# Dish HD DVR Upgrade Deals????



## y2k02c5 (Sep 15, 2006)

I was telling a coworker about my recent deal I got with my D* HR20 UPgrade. So she wanted to know if there was anything that she can do with E* to get an HD DVR for a good deal?

She really cant threaten to cancel, cause she is in the middle of her 2 yr agreement. 

Milominderbender has a great thread on getting a great deal for D*. Was curious of there is anything similar for E* Customers?

Thanks


----------



## neilo (Aug 7, 2006)

y2k02c5 said:


> I was telling a coworker about my recent deal I got with my D* HR20 UPgrade. So she wanted to know if there was anything that she can do with E* to get an HD DVR for a good deal?
> 
> She really cant threaten to cancel, cause she is in the middle of her 2 yr agreement.
> 
> ...


Dish Network currently has a "free for six months" HD upgrade offer going on.

Neil


----------



## Paul Secic (Dec 16, 2003)

y2k02c5 said:


> I was telling a coworker about my recent deal I got with my D* HR20 UPgrade. So she wanted to know if there was anything that she can do with E* to get an HD DVR for a good deal?
> 
> She really cant threaten to cancel, cause she is in the middle of her 2 yr agreement.
> 
> ...


If she needs a new HD set E has a deal with SHARP where you can buy various sizes of LCD 1080i sets.


----------



## texaswolf (Oct 18, 2007)

y2k02c5 said:


> I was telling a coworker about my recent deal I got with my D* HR20 UPgrade. So she wanted to know if there was anything that she can do with E* to get an HD DVR for a good deal?
> 
> She really cant threaten to cancel, cause she is in the middle of her 2 yr agreement.
> 
> ...


if she is upgrading to a 622/722...it's a $199 upfront fee....no deal...unless you are a new customer...my friend was in the same boat...only way she could get a deal was if she canceled her husbands account and started a new one under her name.:nono2:


----------



## Stewart Vernon (Jan 7, 2005)

You should login at the Dish Web site to your account and check for upgrade options.

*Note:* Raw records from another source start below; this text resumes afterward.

PR #321, opened 2018-09-05
Demonstrate example usage for world commands

firtina-improbable:

-------

#### Description
Adds example usage for entity reservation, creation and deletion

cube-spawning

#### Tests
These are the tests for playground

#### Primary reviewers

@MPeti01 + one non-monobehaviour team person


workers/unity/Assets/Playground/Scripts/MonoBehaviours/SpawnCubeCommandReceiver.cs
```diff
@@ -0,0 +1,113 @@
...
+        private void OnEntityIdsReserved(WorldCommands.ReserveEntityIds.ReceivedResponse response)
+        {
+            if (!sentRequestIds.Remove(response.RequestId))
+            {
+                // This response was not for a command from this behaviour.
+                return;
+            }
+
+            var responseOp = response.Op;
+            // TODO make a ticket to make world command responses match with normal command responses
```
firtina-improbable: UTY-1162

workers/unity/Assets/Playground/Config/EntityTemplateUtils.cs
```diff
@@ -0,0 +1,14 @@
+using System.Collections.Generic;
+
+namespace Playground
+{
+    public static class EntityTemplateUtils
+    {
+        public static readonly List<string> AllWorkerAttributes =
```
samiwh: This would be better as part of worker utils. However it's also worth noting that this is the worker types and is only the attribute set by coincidence. The worker names and attributes don't have to be the same.

samiwh: This seems to be something we conflate in a lot of places though.

workers/unity/Assets/Playground/Scripts/MonoBehaviours/CubeSpawnerInputBehaviour.cs
```diff
@@ -0,0 +1,107 @@
...
+            cubeSpawnerCommandSender.SendSpawnCubeRequest(ownEntityId, new Empty());
+        }
+
+        private void SendDeleteCubeCommand()
+        {
+            var spawnedCubes = GetSpawnedCubes(cubeSpawnerReader.Data);
+
+            if (spawnedCubes.Count == 0)
+            {
+                logDispatcher.HandleLog(LogType.Warning, new LogEvent("No cubes left to delete."));
```
samiwh: This isn't really a warning; it is expected behaviour in a common non-fail-state.

workers/unity/Assets/Playground/Scripts/MonoBehaviours/DeleteCubeCommandReceiver.cs
```diff
@@ -0,0 +1,93 @@
...
+            {
+                logDispatcher.HandleLog(LogType.Error,
+                    new LogEvent(string.Format(CouldNotDeleteEntityWithId,
+                        entityId, op.Message)));
+                return;
+            }
+
+            var spawnedCubes = CubeSpawnerInputBehaviour.GetSpawnedCubes(writer.Data);
+
+            if (!spawnedCubes.Remove(entityId))
```
samiwh: Is it valid to do this? Surely removing from that list leaves you in an inconsistent state.

workers/unity/Assets/Playground/Scripts/MonoBehaviours/DeleteCubeCommandReceiver.cs
```diff
@@ -0,0 +1,93 @@
...
+            {
+                logDispatcher.HandleLog(LogType.Error,
+                    new LogEvent(string.Format(TheEntityHasBeenUnexpectedlyRemovedFromTheList, entityId)));
```
samiwh: Nit - if this is the only place this is used does it need to be pulled out into something else?

workers/unity/Assets/Playground/Scripts/MonoBehaviours/CubeSpawnerInputBehaviour.cs
firtina-improbable: I see, will make it a normal log

workers/unity/Assets/Playground/Config/CubeTemplate.cs
```diff
@@ -0,0 +1,44 @@
...
+            );
+
+            var cubeColor = CubeColor.Component.CreateSchemaComponentData();
+            var cubeTargetVelocity = CubeTargetVelocity.Component.CreateSchemaComponentData(new Vector3f { X = -2.0f });
+            var prefab = Prefab.Component.CreateSchemaComponentData(entityType);
+            var launchable = Launchable.Component.CreateSchemaComponentData(new EntityId(0));
+            var archetypeComponent = ArchetypeComponent.Component.CreateSchemaComponentData(entityType);
+
+            var entity = EntityBuilder.Begin()
+                .AddPosition(coords.X, 0, coords.Z, WorkerUtils.UnityGameLogic)
```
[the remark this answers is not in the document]
firtina-improbable: 👍

workers/unity/Assets/Playground/Scripts/MonoBehaviours/CubeSpawnerInputBehaviour.cs
```diff
@@ -0,0 +1,107 @@
...
+            }
+        }
+
+        private void Update()
+        {
+            if (playerInputReader.Authority != Authority.Authoritative)
+            {
+                // Only send commands if we're the player with input
+                return;
+            }
```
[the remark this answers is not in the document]
firtina-improbable: Yes that sounds pretty bad, writer it is!

workers/unity/Assets/Playground/Scripts/MonoBehaviours/DeleteCubeCommandReceiver.cs
firtina-improbable: Could make an explicit copy of the list with this part missing

workers/unity/Assets/Playground/Scripts/MonoBehaviours/DeleteCubeCommandReceiver.cs
firtina-improbable: it was just a very long line

firtina-improbable: but funnily I have the basic string in the variable name so it's nonsense, inlining

workers/unity/Assets/Playground/Scripts/MonoBehaviours/DeleteCubeCommandReceiver.cs
firtina-improbable: will do that

workers/unity/Assets/Playground/Scripts/MonoBehaviours/SpawnCubeCommandReceiver.cs
```diff
@@ -0,0 +1,112 @@
...
+// ReSharper disable PossibleInvalidOperationException
+
+#endregion
+
+namespace Playground.MonoBehaviours
+{
+    public class SpawnCubeCommandReceiver : MonoBehaviour
+    {
+        [Require] private Transform.Requirables.Reader transformReader;
+        [Require] private CubeSpawner.Requirables.CommandRequestHandler commandRequestHandler;
```
samiwh: better to name the variable according to which command

workers/unity/Assets/Playground/Config/EntityTemplateUtils.cs
firtina-improbable: will move it into workerutils and rename to workertypes, if the user of the variable wants to use the worker types as attributes, it's on them (well us, but in a different context so I think the language works that way)

workers/unity/Assets/Playground/Scripts/MonoBehaviours/SpawnCubeCommandReceiver.cs
```diff
@@ -0,0 +1,112 @@
...
+        [Require] private CubeSpawner.Requirables.Writer writer;
```
samiwh: Unless there is only type in a behaviour it's better to name the writers according to which component they are on

workers/unity/Assets/Playground/Scripts/MonoBehaviours/SpawnCubeCommandReceiver.cs
firtina-improbable: I could go for cubeSpawnerCommandRequestHandler

workers/unity/Assets/Playground/Scripts/MonoBehaviours/SpawnCubeCommandReceiver.cs
firtina-improbable: +1

workers/unity/Assets/Playground/Scripts/MonoBehaviours/SpawnCubeCommandReceiver.cs
```diff
@@ -0,0 +1,112 @@
...
+            requestResponder.SendResponse(new Empty());
+
+            sentRequestIds.Add(worldCommandRequestSender.ReserveEntityIds(1));
+        }
+
+        private void OnEntityIdsReserved(WorldCommands.ReserveEntityIds.ReceivedResponse response)
+        {
+            if (!sentRequestIds.Remove(response.RequestId))
+            {
+                // This response was not for a command from this behaviour.
```
samiwh: Are we not filtering this at a layer above this? Or do we have multiple behavours per entity? Or is this trying to solve a race where the entity doing this is checked in then back out while a request was in progress (which I think core already handles gracefully)?

workers/unity/Assets/Playground/Scripts/MonoBehaviours/SpawnCubeCommandReceiver.cs
```diff
@@ -0,0 +1,112 @@
...
+
+                return;
+            }
+
+            var location = transformReader.Data.Location;
+            var cubeEntityTemplate =
+                CubeTemplate.CreateCubeEntityTemplate(new Coordinates(location.X, location.Y + 2, location.Z));
+            var expectedEntityId = responseOp.FirstEntityId.Value;
+
+            sentRequestIds.Add(worldCommandRequestSender.CreateEntity(cubeEntityTemplate, expectedEntityId));
```
samiwh: I don't think request IDs are guaranteed to be unique across different worker types

workers/unity/Assets/Playground/Scripts/MonoBehaviours/SpawnCubeCommandReceiver.cs
firtina-improbable: It can potentially be picked up by this if this entity is used as a command sender by another behaviour, or even through ECS.

The filtering checks that the entity has the responders injected but not "what thing sent the request" - as potentially it could be something the users may want to handle like split sending / responding to different behaviours or even gradually move to/from ECS; I'm stretching my imagination quite far here though

workers/unity/Assets/Playground/Scripts/MonoBehaviours/SpawnCubeCommandReceiver.cs
```diff
@@ -0,0 +1,112 @@
...
+        {
+            if (!sentRequestIds.Remove(response.RequestId))
+            {
+                // This response was not for a command from this behaviour.
+                return;
+            }
+
+            var createEntityResponseOp = response.Op;
+
+            if (createEntityResponseOp.StatusCode != StatusCode.Success)
```
samiwh: Nitpick - we aren't dealing with the case where the entity was created but the response timed out. I don't think we have to deal with it but worth noting there is an unhandled failure case here.
Another failure case is you losing authority before the response comes back. Again I don't think we have to deal with it.

workers/unity/Assets/Playground/Scripts/MonoBehaviours/DeleteCubeCommandReceiver.cs
```diff
@@ -0,0 +1,93 @@
...
+            sentRequestIds.Add(worldCommandRequestSender.DeleteEntity(entityId));
+        }
+
+
+        private void OnDeleteEntityResponse(WorldCommands.DeleteEntity.ReceivedResponse response)
+        {
+            if (!sentRequestIds.Remove(response.RequestId))
+            {
+                // This response was not for a command from this behaviour.
+                return;
```
zeroZshadow: The request Id has now leaked on the worker that did send. Maybe clean in OnDisable?

workers/unity/Assets/Playground/Scripts/MonoBehaviours/DeleteCubeCommandReceiver.cs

The current upgrade offer for me is $149 up front, with a $100 rebate... so net cost $49 if I wanted another ViP622.

I think ViP722 was $199 up front, with $100 rebate, last time I checked.


----------



## dei8fan (Feb 13, 2006)

I just got a 722 for $149, with the $100 rebate (spread over 10 months).


----------



## texaswolf (Oct 18, 2007)

HDMe said:


> You should login at the Dish Web site to your account and check for upgrade options.
> 
> The current upgrade offer for me is $149 up front, with a $100 rebate... so net cost $49 if I wanted another ViP622.
> 
> I think ViP722 was $199 up front, with $100 rebate, last time I checked.





> I just got a 722 for $149, with the $100 rebate (spread over 10 months).

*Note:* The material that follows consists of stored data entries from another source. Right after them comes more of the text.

PR #335, opened 2018-09-07
Fix a few problems I encountered during dogfooding

firtina-improbable:

-------

#### Description
Each commit to fix another problem
#### Tests
Testing with an external project
#### Documentation
Internal fixes

### DIFF
--- a/workers/unity/Packages/com.improbable.gdk.tools/Common.cs
+++ b/workers/unity/Packages/com.improbable.gdk.tools/Common.cs
@@ -121,7 +121,7 @@ namespace Improbable.Gdk.Tools
                 {
                     if (!splitPath.Contains(macPath))
                     {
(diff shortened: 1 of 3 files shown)


workers/unity/Packages/com.improbable.gdk.tools/Common.cs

Interesting...I was just told to get another 622 it would be $149 (no rebate)
and to upgrade to a 722 it would be $199 (no rebate). Maybe it has to do with what package you have too? I have the AEP + HD...can't do any better..


----------



## Stewart Vernon (Jan 7, 2005)

texaswolf said:


> Interesting...I was just told to get another 622 it would be $149 (no rebate)
> and to upgrade to a 722 it would be $199 (no rebate). Maybe it has to do with what package you have too? I have the AEP + HD...can't do any better..


The offers vary based upon how long you have been with Dish, whether you are in or out of a commitment with them, your average monthly bill, credit history, and probably some other stuff we don't know about.

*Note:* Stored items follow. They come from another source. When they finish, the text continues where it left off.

PR #336, opened 2018-09-07
Add WorkType is a well known field for LogEvents

zeroZshadow:
#### Description
Logs are now much clearer when you have multiple workers in your editor

### DIFF
--- a/workers/unity/Packages/com.improbable.gdk.core/Logging/ForwardingDispatcher.cs
+++ b/workers/unity/Packages/com.improbable.gdk.core/Logging/ForwardingDispatcher.cs
@@ -15,7 +15,7 @@ namespace Improbable.Gdk.Core
 
         private bool inHandleLog;
 
-        public Connection Connection { get; set; }
+        public Worker Worker { get; set; }
 
         private static readonly Dictionary<LogType, LogLevel> LogTypeMapping = new Dictionary<LogType, LogLevel>
         {
@@ -44,7 +44,7 @@ namespace Improbable.Gdk.Core
             // This is required to avoid duplicate forwarding caused by HandleLog also logging to console
             if (type == LogType.Exception)
             {
-                Connection?.SendLogMessage(LogLevel.Error, Connection.GetWorkerId(), $"{message}\n{stackTrace}");
+                Worker.Connection?.SendLogMessage(LogLevel.Error, Worker.Connection.GetWorkerId(), $"{message}\n{stackTrace}");
             }
         }
 
@@ -53,6 +53,11 @@ namespace Improbable.Gdk.Core
             inHandleLog = true;
             try
             {
+                if (!string.IsNullOrEmpty(Worker?.WorkerType))
+                {
+                    logEvent.WithField(LoggingUtils.WorkerType, Worker.WorkerType);
+                }
+
                 if (type == LogType.Exception)
                 {
                     // For exception types, Unity expects an exception object to be passed.
@@ -71,7 +76,7 @@ namespace Improbable.Gdk.Core
 
                 var logLevel = LogTypeMapping[type];
 
-                if (Connection == null || logLevel < minimumLogLevel)
+                if (Worker?.Connection == null || logLevel < minimumLogLevel)
                 {
                     return;
                 }
@@ -86,7 +91,7 @@ namespace Improbable.Gdk.Core
 
                 var entityId = LoggingUtils.ExtractEntityId(logEvent.Data);
 
-                Connection.SendLogMessage(logLevel, LoggingUtils.ExtractLoggerName(logEvent.Data), message, entityId);
+                Worker.Connection.SendLogMessage(logLevel, LoggingUtils.ExtractLoggerName(logEvent.Data), message, entityId);
             }
             finally
             {
@@ -96,7 +101,7 @@ namespace Improbable.Gdk.Core
 
         public void Dispose()
         {
-            Connection = null;
+            Worker = null;
             Application.logMessageReceived -= LogCallback;
         }
     }
--- a/workers/unity/Packages/com.improbable.gdk.core/Logging/ForwardingDispatcher.cs
+++ b/workers/unity/Packages/com.improbable.gdk.core/Logging/ForwardingDispatcher.cs
@@ -44,7 +44,7 @@ namespace Improbable.Gdk.Core
             // This is required to avoid duplicate forwarding caused by HandleLog also logging to console
             if (type == LogType.Exception)
             {
-                Worker.Connection?.SendLogMessage(LogLevel.Error, Worker.Connection.GetWorkerId(), $"{message}\n{stackTrace}");
+                Worker?.Connection?.SendLogMessage(LogLevel.Error, Worker.Connection.GetWorkerId(), $"{message}\n{stackTrace}");
             }
         }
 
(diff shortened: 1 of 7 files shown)


workers/unity/Packages/com.improbable.gdk.core/Logging/LogEvent.cs
```diff
@@ -53,19 +53,19 @@ public override string ToString()
...
             {
                 builder.AppendLine();
-
-                builder.AppendLine("Log event data:");
-
-                foreach (var entry in Data)
-                {
-                    builder.AppendLine($"'{entry.Key}': '{entry.Value}'");
-                }
+                builder.Append($"'{entry.Key}': '{entry.Value}'");
```
jared-improbable: Won't this in effect print WorkerType twice? Seems redundant.

workers/unity/Packages/com.improbable.gdk.core/Worker/Worker.cs
```diff
@@ -66,8 +66,8 @@ public bool TryGetEntity(EntityId entityId, out Entity entity)
 
                 var worker = new Worker(config.WorkerType, connection, logger, origin);
                 logger.HandleLog(LogType.Log, new LogEvent("Successfully created a worker")
-                    .WithField("WorkerType", worker.WorkerType)
-                    .WithField("WorkerId", worker.WorkerId));
+                    .WithField("WorkerId", worker.WorkerId)
+                    .WithField(LoggingUtils.WorkerType, worker.WorkerType));
```
jamiebrynes7: Why add this back in if its automatically added?

zeroZshadow: In this instance, Worker is still null. So I pass the name in manually

zeroZshadow: Oops this one doesn't need it.

workers/unity/Packages/com.improbable.gdk.core/Logging/ForwardingDispatcher.cs
```diff
@@ -15,7 +15,7 @@ public class ForwardingDispatcher : ILogDispatcher
 
         private bool inHandleLog;
 
-        public Connection Connection { get; set; }
+        public Worker Worker { get; set; }
```
samiwh: Discussed offline that this needs to be WorkerSystem.

zeroZshadow: I really don't agree here however?
This entire thing has nothing todo with ecs, and the WorkerSystem is nothing but a helper to get to worker owned bits. So why not just link directly to the worker?
Originally the Worker constructor even set the connection on the logDispatched it was passed, now it sets the worker instead.

jessicafalk: agree with that. We might want to use the dispatcher in monobehaviours which should not be dependent on the `WorkerSystem`

workers/unity/Packages/com.improbable.gdk.core/Worker/Worker.cs
```diff
@@ -98,7 +97,6 @@ public bool TryGetEntity(EntityId entityId, out Entity entity)
 
                     var worker = new Worker(config.WorkerType, connection, logger, origin);
                     logger.HandleLog(LogType.Log, new LogEvent("Successfully created a worker")
-                        .WithField("WorkerType", worker.WorkerType)
                         .WithField("WorkerId", worker.WorkerId));
```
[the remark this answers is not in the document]
zeroZshadow: I think at some point we need to refactor the logging again to deal with well known fields like this. Also others like `LoggerName`.
But for now, this is just ment to show clearly what workertype logged what, to make debugging in the editor easier.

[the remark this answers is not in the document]
jessicafalk: that's why I was wondering whether it should be the worker id instead of the worker type to make debugging even easier :P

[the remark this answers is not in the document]
zeroZshadow: The issue is that Worker ID's are massive, and the console only shows 2 rows of debug message.
Using the ID will most likely move the message itself to row 2

workers/unity/Packages/com.improbable.gdk.core/Logging/ForwardingDispatcher.cs
jamiebrynes7: With the current impl - you wouldn't create a dispatcher in MB code, so whether it depends on `Worker` vs `WorkerSystem` doesn't really matter.

Having said that, I'm in the camp of `Worker` > `WorkerSystem`

workers/unity/Packages/com.improbable.gdk.core/Logging/ForwardingDispatcher.cs
```diff
@@ -44,7 +44,7 @@ private void LogCallback(string message, string stackTrace, LogType type)
             // This is required to avoid duplicate forwarding caused by HandleLog also logging to console
             if (type == LogType.Exception)
             {
-                Connection?.SendLogMessage(LogLevel.Error, Connection.GetWorkerId(), $"{message}\n{stackTrace}");
+                Worker.Connection?.SendLogMessage(LogLevel.Error, Worker.Connection.GetWorkerId(), $"{message}\n{stackTrace}");
```
jamiebrynes7: Can `Worker` be null here?

jessicafalk: if you create a dispatcher and use it directly instead of giving it to the worker: yes

workers/unity/Packages/com.improbable.gdk.core/Worker/Worker.cs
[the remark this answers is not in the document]
jessicafalk: fair enough, let's use the type for now

zeroZshadow:
Implemented feedback and updated to latest.
Logging tests don't seem to be working?

workers/unity/Packages/com.improbable.gdk.core/Logging/ForwardingDispatcher.cs
samiwh: WorkerSystem is not the helper. Worker is a set of helper methods for creating a worker. We just haven't got round to making the ecs based worker bootstrap.

samiwh: If we make it worker now we will just have to change it later.

jamiebrynes7: The class definition of `Worker` indicates it has the data definition of a `Worker` though - I don't see why this would be `WorkerSystem` as you'd just end up doing: `WorkerSystem.Worker`

jessicafalk: right now the data definition is in both `WorkerSystem` and `Worker`, which makes the overall definition of `WorkerSystem` and `Worker` more confusing. 
Even if you say that `Worker` is a set of helper methods, you could just as well use `Worker` instead of `WorkerSystem` everywhere outside of the ECS. 

For now, to keep it consistent with the MB workflow as well, I would use `WorkerSystem`, but we need to revisit on how we want to use the worker in an ECS flow vs a MB flow and remove any reference from `WorkerSystem` for anything that is not directly ECS related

So there are several tiers you can be in, and varying degrees of goodness for the offers.


----------



## texaswolf (Oct 18, 2007)

HDMe said:


> The offers vary based upon how long you have been with Dish, whether you are in or out of a commitment with them, your average monthly bill, credit history, and probably some other stuff we don't know about.
> 
> So there are several tiers you can be in, and varying degrees of goodness for the offers.


we have been with them a short time, under a contract, and never been late or missed a payment.

Friend of mine (which i mentioned in another post) has been with them 10 years, under no contract, never missed or been late on payments...and got told the same deal as me..same prices, no rebate...but if she canceled her husbands account, and then signed up under her name...they would get treated to all the bells and whistles of rebates.

I would think long term customers would get the better deals, but i also would think that they would offer better deals, or package deals for people who want multiple DVR's...since they are using the better equipment promo...word of mouth from happy customers talking about the dvr's?


----------



## HobbyTalk (Jul 14, 2007)

Both E* and D* give better deals to new customers. It's pretty much well known and has been discussed many times.


----------



## neilo (Aug 7, 2006)

The Dish offer is on http://www.dishnetwork.com/content/our_products/dish_hd/index.shtml


> Existing customer DishHD offer: ends 1/31/08. Available for residential customers signing up for DishHD for the first time.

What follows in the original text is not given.